» Activity
Below are the records; output them exactly from the first line through the line with "-pub trait Lexer", stopping there.

» Data for the task
PR #478, opened 2020-06-13
Get rid of unput in the lexer

jyn514:
- Move string concatenation to the parser
- Use std::iter::peekable to see if the next token is a string or not
- Don't consume the leading `"` of a string token in `parse_string`
- Get rid of `unput()` in the lexer

r? @hdamron17

### DIFF
--- a/src/parse/mod.rs
+++ b/src/parse/mod.rs
@@ -13,16 +13,9 @@ use crate::RecursionGuard;
 type Lexeme = CompileResult<Locatable<Token>>;
 type SyntaxResult<T> = Result<T, Locatable<SyntaxError>>;
 
-/// An iterator over `Lexeme`, but with a little more flexibility
-pub trait Lexer {
-    fn next(&mut self) -> Option<Lexeme>;
-}
-
-impl<I: Iterator<Item = Result<Locatable<Token>, E>>, E: Into<CompileError>> Lexer for I {
-    fn next(&mut self) -> Option<Lexeme> {
-        Iterator::next(self).map(|res| res.map_err(Into::into))
-    }
-}
+/// Trait alias for Iterator, but stable
+pub trait Lexer: Iterator<Item = Lexeme> {}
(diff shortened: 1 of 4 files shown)


src/parse/mod.rs
```diff
@@ -144,12 +137,52 @@ impl<I: Lexer> Parser<I> {
     }
     // don't use this, use next_token instead
     fn __impl_next_token(&mut self) -> Option<Locatable<Token>> {
+        // needed for string concatenation
+        assert!(self.current.is_none() || self.next.is_none());
```
jyn514, line 141: This is actually no longer needed.
```suggestion
```

src/parse/mod.rs
```diff
@@ -150,6 +143,44 @@ impl<I: Lexer> Parser<I> {
...
+                        match self.tokens.peek() {
+                            Some(Ok(Locatable {
+                                data: Token::Literal(Literal::Str(_)),
+                                location: next_location,
+                            })) => {
+                                location = location.merge(next_location);
+                                let mut s = match self.tokens.next().unwrap().unwrap().data {
+                                    Token::Literal(Literal::Str(s)) => s,
+                                    _ => unreachable!(),
+                                };
```
jyn514, line 161: Once `Token` is Copy, I can remove this in favor of just dereferencing the borrowed token.

jyn514:
> Why does parse_string have to start after the starting quote?

The starting quote has already been consumed by `next_char`, this is the reason I needed `unput` in the first place: https://github.com/jyn514/saltwater/blob/edc3d89a9be1b017ba5326c1bf1eed058a341526/src/lex/mod.rs#L717. Redoing that requires rewriting all of that function to use `peek()` instead of `next_char()`, which is at least a solid 2 hours of tedious coding.

> make sure the string location starts before the quotation mark

Yes, this is taken care of by https://github.com/jyn514/saltwater/blob/edc3d89a9be1b017ba5326c1bf1eed058a341526/src/lex/mod.rs#L718. I could use more tests for spans, though.

PR #484, opened 2020-07-06
Document that exponents aren't required for hex floats

jyn514:
r? @hdamron17 

Closes https://github.com/jyn514/saltwater/issues/483


hdamron17:
Why is the branch called apple-a-day..?

jyn514:
It keeps the docs away.

PR #486, opened 2020-07-20
Fix clippy warnings

jyn514:
This fixes warnings as far forward as 1.47, so hopefully this won't
fail CI again for a while.

### DIFF
--- a/src/analyze/mod.rs
+++ b/src/analyze/mod.rs
@@ -1413,8 +1413,7 @@ pub(crate) mod test {
         assert_eq!(decl(left).unwrap().to_string(), right);
     }
     fn assert_extern_decl_display(s: &str) {
-        // TODO: this `auto` is such a hack
-        assert_decl_display(s, &s.to_string());
+        assert_decl_display(s, s);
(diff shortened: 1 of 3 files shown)


src/analyze/mod.rs
```diff
@@ -1417,7 +1414,7 @@ pub(crate) mod test {
     }
     fn assert_extern_decl_display(s: &str) {
         // TODO: this `auto` is such a hack
```
jyn514, line 1416: Outdated comment.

» Solution for this problem
PR #478, opened 2020-06-13
Get rid of unput in the lexer

jyn514:
- Move string concatenation to the parser
- Use std::iter::peekable to see if the next token is a string or not
- Don't consume the leading `"` of a string token in `parse_string`
- Get rid of `unput()` in the lexer

r? @hdamron17

### DIFF
--- a/src/parse/mod.rs
+++ b/src/parse/mod.rs
@@ -13,16 +13,9 @@ use crate::RecursionGuard;
 type Lexeme = CompileResult<Locatable<Token>>;
 type SyntaxResult<T> = Result<T, Locatable<SyntaxError>>;
 
-/// An iterator over `Lexeme`, but with a little more flexibility
-pub trait Lexer {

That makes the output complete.